Odcze­kał chwilę, wpa­tru­jąc się bacz­nie w Han­nah.

– Taty nie ma – zapew­niła go.

Wszedł.

Nawet po tym całym cza­sie Quen­tin nie miał poję­cia, czemu Olaf Blac­kwell trak­tuje go tak ozię­ble. To była nie­chęć od pierw­szego wej­rze­nia. Kiedy Quen­tin się poja­wiał, Olaf Blac­kwell trak­to­wał go jak powie­trze, a w te wyjąt­kowe dni, kiedy raczył go zauwa­żyć, nie krył się z oka­zy­wa­niem nie­za­do­wo­le­nia.

Quen­tin nie był pewien, czy to w ogóle ma cokol­wiek wspól­nego z fak­tem, że jego rodzina była bied­niej­sza niż kto­kol­wiek z sąsiedz­twa Blac­kwel­lów, czy też nie. Ale sta­rał się tym nie przej­mo­wać.

Han­nah zapro­wa­dziła go na górę. Bliź­nięta miały dla sie­bie całe pię­tro, na któ­rym były tylko ich pokoje i pokój gościnny, z któ­rego nikt ni­gdy nie korzy­stał.
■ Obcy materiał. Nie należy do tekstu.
PR #3921, opened 2024-06-19
Port remaining 3.0.4 fixes with adjustments for 3.1.1

handrews:
This PR really has two parts, and you can click each "series of commits" to see the diff of just that part:
1.  A [series of commits](https://github.com/OAI/OpenAPI-Specification/pull/3921/files/9739dfe5afa8cb6fce5f64bbde04eb5f300658bc) that ports, with as little changes as possible, all of the outstanding 3.0.4 changes not yet in 3.1.1
2. A [series of commits](https://github.com/OAI/OpenAPI-Specification/pull/3921/files/9739dfe5afa8cb6fce5f64bbde04eb5f300658bc..31d23da8dc55d13c4cd16e15b07194df376dbc7f) that adjusts those ports for 3.1.1 differences, primarily the change from `format` to `contentEncoding`

***IMPORTANT NOTE:*** The 3.1.0 spec is inconsistent about whether `type: string` _without_ `contentEncoding` and any other primitive type (`number`, `integer`, `boolean`) regardless of `contentEncoding` defaults to a Content Type of `text/plain` (per [§4.8.1.4](https://spec.openapis.org/oas/v3.1.0#special-considerations-for-multipart-content)) or `application/octet-stream` (per the [`contentType` fixed fields entry](https://spec.openapis.org/oas/v3.1.0#fixed-fields-12)).  This PR settles on `text/plain` as that is what the [3.0.3 `contentType` fixed fields entry said](https://spec.openapis.org/oas/v3.0.3#fixed-fields-12), and the change from `format` to `contentEncoding` should not have impacted that.  See also #3922 for a similar fix to 3.0.4.

This is a good opportunity to look for consistency although I will ask that you ***DO NOT*** hold up this PR with consistency/editorial changes that might need to also go into 3.0.4.  Please either open a PR on 3.0.4 with those, or start an issue where we can track them.

I squashed the ported PR commits somewhat, and just retained separate commits when review feedback was substantial enough that I thought it warranted a separate commit for crediting or clarity purposes, or (in the case of 3861) the original PR was a grab-bag of different tiny fixes in the first place.

Ports:
* #3867 (2 consecutive commits)
    * 1st commit includes #3904
* #3864 
* #3818
* #3911 (2 commits, one combined with another PR noted further down this list)
* #3840
* #3841 
* #3894 
* #3861 (11 consecutive commits)
* #3857 (4 consecutive commits)
* #3859 (3 consecutive commits)
    * 3rd commit includes half of #3911) 
* #3917
[...]

PR #3922, opened 2024-06-19
format: byte also defaults to octet-stream (3.0.4)

handrews:
The description of defaults in the `contentType` fixed fields table in 3.0.3 did not match the description in the Media Type Object's "Considerations for multipart" section.

The "considerations for multipart" section appears to be more complete and correct in both 3.0.3 and 3.1.1, so this adjusts that table that replaced the fixed field defaults description to match the "considerations for multipart" section.

***NOTE:** The 3.1.1 version of this is incorporated into PR #3921, which fixes a slightly different discrepancy in the same place._

### DIFF
--- a/versions/3.0.4.md
+++ b/versions/3.0.4.md
@@ -1717,8 +1717,8 @@ The default values for `contentType` are as follows, where an _n/a_ in the `form
 
 Property `type` | Property `format` | Default `contentType`
 ------------- | --------------- | ---------------------
-`string` | `binary` | `application/octet-stream`
-`string` | _none, or any except `binary`_ | `text/plain`
+`string` | `binary` _or_ `byte` | `application/octet-stream`
+`string` | _none, or any except `binary` or `byte`_ | `text/plain`
 `number`, `integer`, or `boolean` | _n/a_ | `text/plain`
 `object` | _n/a_ | `application/json`
 `array` | _n/a_ | according to the `type` and `format` of the `items` schema


versions/3.0.4.md
```diff
@@ -1717,8 +1717,8 @@ The default values for `contentType` are as follows, where an _n/a_ in the `form
 
 Property `type` | Property `format` | Default `contentType`
 ------------- | --------------- | ---------------------
-`string` | `binary` | `application/octet-stream`
-`string` | _none, or any except `binary`_ | `text/plain`
+`string` | `binary` _or_ `byte` | `application/octet-stream`
+`string` | _none, or any except `binary` or `byte`_ | `text/plain`
```
ralfhandl, line 1721: So `binary` and `byte` are synonyms for serializing parts of a multipart request body? Any guidance on which is the preferred synonym?

Also: why does `encoding` and the Encoding Object not apply to multipart _response_ bodies?

mikekistler: I am uncomfortable with this change. In general, I think `format: byte` means "base64 encoded" and the purpose of base64 encoding is to make the value safe for a string field.

Also, the "considerations for multipart" section in 3.0.3 does not actually mention `format: byte` -- it mentions `format: base64`, which not only is absent from the "formats defined by the OAS" table in the "Data Types" section but is not even listed in the Formats registry.

My conclusion here is that the "considerations for multipart" section is actually the place to be corrected by removing `format: base64`.

ralfhandl: Note: the `format: base64` typo in 3.0.3 has been corrected in 3.0.4 via #3182.

Not mentioning `format: byte` here (by closing this PR without merging) would make me feel more comfortable.

handrews: @ralfhandl
> So binary and byte are synonyms for serializing parts of a multipart request body? Any guidance on which is the preferred synonym?

 `binary` and `byte` are not synonyms, and are explained in he ["Data Types" section](https://handrews.github.io/renderings/oas/deploy/oas/v3.0.4.html#data-types), particularly in the ["Working with Binary Data" subsection](https://handrews.github.io/renderings/oas/deploy/oas/v3.0.4.html#working-with-binary-data).

> Also: why does encoding and the Encoding Object not apply to multipart response bodies?

It applies to `multipart` and `application/x-www-form-urlencoded`, but what does that have to do with this PR?

@mikekistler 

> I am uncomfortable with this change. In general, I think `format: byte` means "base64 encoded" and the purpose of base64 encoding is to make the value safe for a string field.

It's not a change.  I just made a mistake and forgot to include it and no one caught it because there had been a  mistake in another part of the text which made it look like only `binary` is correct  But that was wrong.  

The reason is that, in `multipart`, `Content-Type` refers to the actual content type of the data part.  The encoding that makes it safe for a string is placed in `Content-Transfer-Type`.  This should be a bit more clear after PR #3923.  So yes, it is made safe for a string, but no, it does not change the `Content-Type` header, and therefore does not change the default for `contentType` compared to `format: binary`.

The spec has always stated that `format: byte` defaults `application/octet-stream`, and in 3.1 it states even more clearly that _any_ `contentEncoding` (including but not limited to `base64`) defaults to `application/octet-stream`.  So this is not a change.

> Also, the "considerations for multipart" section in 3.0.3 does not actually mention `format: byte` -- it mentions `format: base64`, which not only is absent from the "formats defined by the OAS" table in the "Data Types" section but is not even listed in the Formats registry.

As @ralfhandl mentioned, `base64` was always an error and had been fixed - if you look in PR #3923 you'll see it was already `format: byte` in 3.0.4.  I know we discussed whether to add `base64` to the registry but I guess we decided not to, and to emphasize that `byte` was correct.  I can't find the discussion right now.  Either way, whether `base64` is in the registry is irrelevant to this PR.

> My conclusion here is that the "considerations for multipart" section is actually the place to be corrected by removing `format: base64`.

_goes with:_

@ralfhandl 

> Not mentioning `format: byte` here (by closing this PR without merging) would make me feel more comfortable.

That would make the spec incorrect.  It's inconsistent with the text from the Media Type object (which is more complete and correct in both 3.0 and 3.1) _and_ is inconsistent with how the analogous `contentEncoding` is used in 3.1.

This PR is just a bug fix.

handrews: @mikekistler in response to your question in the TDC call, the `Content-Transfer-Encoding` requirement is in the last paragraph of [this section](https://handrews.github.io/renderings/oas/deploy/oas/v3.0.4.html#encoding-multipart-media-types) (or, more accurately, it will be after PR #3923 is merged - that rendering includes both that PR and this one).

And yes, I want to acknowledge that 3.0.3 was not at all clear about `Content-Transfer-Encoding`, and the inconsistent use of `byte` and `base64` made things worse.  (`byte` was _always_ what was defined in the "Data Types" section, but 3.0.3 and earlier mistakenly used `base64` in some examples - we debated it a lot b/c obviously `base64` is what would be used anywhere else, but we ultimately agreed `byte` was what had been intended and is what should be used.)

ralfhandl (approved):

– Sta­ram się być cier­pliwa i poma­gać temu kre­ty­nowi we wszyst­kim – Han­nah mówiła o bra­cie z czu­ło­ścią. – Ale cza­sem ma te swoje humorki i zmie­nia się we wred­nego gnoja.

Quen­tin tylko uniósł brwi. Trudno było mu pogo­dzić Augu­sta z wred­nym gno­jem.

Han­nah wci­snęła ręce w kie­sze­nie ogrod­ni­czek.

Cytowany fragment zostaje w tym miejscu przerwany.